14 Jul 08 Cygnet Bay - (below) back to the hub of the pearl farm to the area known as "Divers" where yep you got it - the divers live. Anyway this cairn of rock was made by Ronald the German diver who exercised every day by carrying one rock from this pile to make another cairn somewhere over there...........he ran while doing this by the way..........and this is how Ronald kept fit.
On the right here poor old Jimmy O'Toole fell down a well. Well not really, apparently the boys who live and work at the area called "Divers" had some spare concrete, so, as you do, they made a fictitious headstone for a fictitious Irishman.......... or is that Scotsman.........
14 Jul 08 - Cygnet Bay - (below) another rock for a headstone for an un-named diver, possibly Japanese. But on the right here you can see a very special headstone with carved writing - if I have any friends out there who can read it would you please let margo know what it says.
14 Jul 08 Cygnet Bay - That hill in the picture below below where you can see DB fishing is the one we climbed up to find these headstones. The Dean Murdoch Brown one is that of THE Mr Brown who started the Cygnet Bay Pearl Farm in 1946 with Mrs Brown, he is up there all by himself overlooking the ocean. Bit sad.

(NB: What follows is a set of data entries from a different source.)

Issue #53876, opened 2026-06-28
Feature Request: Make session compression warning threshold configurable


crayontomas:
## Summary

The session compression warning ("⚠️ Session compressed N times — accuracy may degrade. Consider /new to start fresh.") currently triggers after **2 compressions**, hardcoded in source:

```python
# agent/conversation_compression.py:739
if _cc >= 2:
```

## Problem

- The threshold `2` is too aggressive for long-running sessions (e.g., multi-agent orchestration, research tasks that naturally accumulate context).
- Users who are comfortable with higher compression counts get spammed with the warning on every turn after the 2nd compression.
- No way to suppress or adjust without patching source code — and `hermes update` overwrites local changes.

## Proposed Solution

Add a configurable threshold under the existing `compression` config section:

```yaml
compression:
  enabled: true
  threshold: 0.50
  target_ratio: 0.20
  warn_after_compressions: 2   # NEW: default 2 (current behavior), set to 0 to disable
```

The change in `conversation_compression.py` line 739 would read from config:

```python
warn_threshold = getattr(agent, '_compression_warn_threshold', 2)
if _cc >= warn_threshold and warn_threshold > 0:
```

## Environment

- Hermes version: 0.17.0 (editable install)
- Python 3.11
- All platforms affected (CLI, TUI, gateway)

PR #98477, opened 2026-08-30
feat(cli): add /compthreshold for session-scoped compression threshold override

gpipi95:
## Summary

Adds `/compthreshold` — a CLI command to set / query / clear a **session-scoped token threshold override** for context compression. When set, the override wins over heuristic ratio-derived triggers, so users can force compression to fire earlier (or later) for the current session without editing config.

## Motivation

- Upstream request: #53876 (configurable compression warning thresholds)
- Today compression triggers are computed purely from context-window ratios; there is no per-session knob. Long-running sessions (heavy tool output, big attachments) often need a session-specific threshold.

## Implementation

- `agent/context_compressor.py`:
  - `apply_session_threshold_override()` — checked before every ratio-derived trigger, so the override survives window re-resolution and model switches
  - `get/set/clear` session-scoped threshold helpers persisted in the session DB (`/compthreshold 350k`, `/compthreshold clear`)
- `cli.py` + `hermes_cli/commands.py`:
  - Slash-command entry point (CLI-only for now; gateway dispatch is a follow-up)
- Tests: `tests/agent/test_compthreshold_session_override.py` — 20 cases covering set/query/clear, precedence over heuristic ratios, invalid inputs, and persistence.

## Notes

- No changes to compression behavior when no override is set.
- No new dependencies.

### DIFF
--- a/agent/context_compressor.py
+++ b/agent/context_compressor.py
@@ -2307,6 +2307,8 @@ class ContextCompressor(ContextEngine):
         self._last_compression_made_progress = False
         self._summary_failure_cooldown_until = 0.0  # transient errors must not block a fresh session
         self._cooldown_persist_failed = False
+        # Session-scoped threshold override does NOT survive /new|/reset.
+        self.session_threshold_tokens = None
         self._last_summary_error = None
         self._last_compress_aborted = False
         self._last_compress_refused_would_grow = False
@@ -2519,6 +2521,13 @@ class ContextCompressor(ContextEngine):
 
     @property
     def threshold_tokens(self) -> int:
+        # Session-scoped token override (set via /compthreshold 350k) wins
+        # over every ratio-derived trigger. Checked first so the override
+        # survives window re-resolution and model switches without having to
+        # intercept every recompute path.
+        _session_tokens = self._resolve_session_threshold_tokens()
+        if _session_tokens is not None:
+            return _session_tokens
         if self._threshold_tokens is None:
             # Resolve the window FIRST (may apply the small-context floor to
             # threshold_percent as a side effect) so the percent read below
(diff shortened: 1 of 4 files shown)


Enough1122:

### PR #98477 — feat(cli): add /compthreshold for session-scoped compression threshold override

**Summary:** Adds session-scoped token override `session_threshold_tokens` on `ContextCompressor` via `/compthreshold` (CLI) with a shared `apply_session_threshold_override()` API. Override wins over per-model/global/threshold-floor, clamped to `[64K, 95% window]`, cleared on `/new`/`/reset`, and survives model switches/window re-resolution. Invalidates `_threshold_tokens`/`_tail_token_budget` on set/reset and restores `threshold_percent` from `_base_threshold_percent` so auto-lowered percent does not stick.

- `threshold_tokens` getter delegates to `_resolve_session_threshold_tokens()` (`agent/context_compressor.py:2530`) before any ratio path — single place to apply clamp `[1, 95% window]`. When `context_length` is unknown (`0`/`None`) it returns raw tokens; clamp still applies once window resolves. 64K floor is enforced only in the slash-command parser, so direct `session_threshold_tokens = 10_000` still stringifies as 10K (`test_override_below_64k_still_resolves`) — intentional split between engine (clamp) and UX (floor).
- Setter heuristic (`agent/context_compressor.py:2550`) — `if _session is not None and value < _session: self.session_threshold_tokens = value` — lets the auxiliary `auto-lower` correction (`conversation_compression.py:1804`) shrink the override, while a model-switch recompute (ratio-derived, usually ≥ override) leaves the user's setting intact. If a future recompute legitimately computes a lower value than the override for a smaller-window model, it will still be treated as auto-lower and lower the override — likely desired, but documenting the `<` rule helps.
- `on_session_reset()` nulls the override (`agent/context_compressor.py:2310`) — correct session scope. `apply_session_threshold_override("show"|"status")` and `reset` share one parse/clamp/assign path for CLI and TUI, reducing drift.
- Bare number defaults to K (`multiplier = 1_000`), so `/compthreshold 80` → 80K, `80k` and `80K` (after `.lower()`) and `1.5m` all work; comma stripping handles `80,000`. `reset` is case-folded via `arg.lower()`. Good.

**Verdict:** Well-scoped UX for #53876, with thorough 15-test coverage of override vs per-model vs floor vs clamp vs auto-lower vs reset. No blocking issues.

The middle headstone is that of the last white hard hat pearl diver - he had been brought out from The Mother Country England as an Able Bodied Seaman diver together with three other English AB Seamen to replace the Japanese divers who were working out of Broome. AB William J Castor served on the HMS Fantome, but it turned out that the Japanese were far better divers than the English and could dive for longer and deeper, it also turns out that Japanese girls are the best of any nationality, creed or colour at pearl diving..............
The right hand rock headstone is that of a Japanese Diver. Only the upper echalon were buried with the privelege of a marble headstone. The officer's were buried with a marble headstone instead of a rock as a marker. The ships they came out from England on could only carry limited numbers of "real" headstones, so the others had to just make do.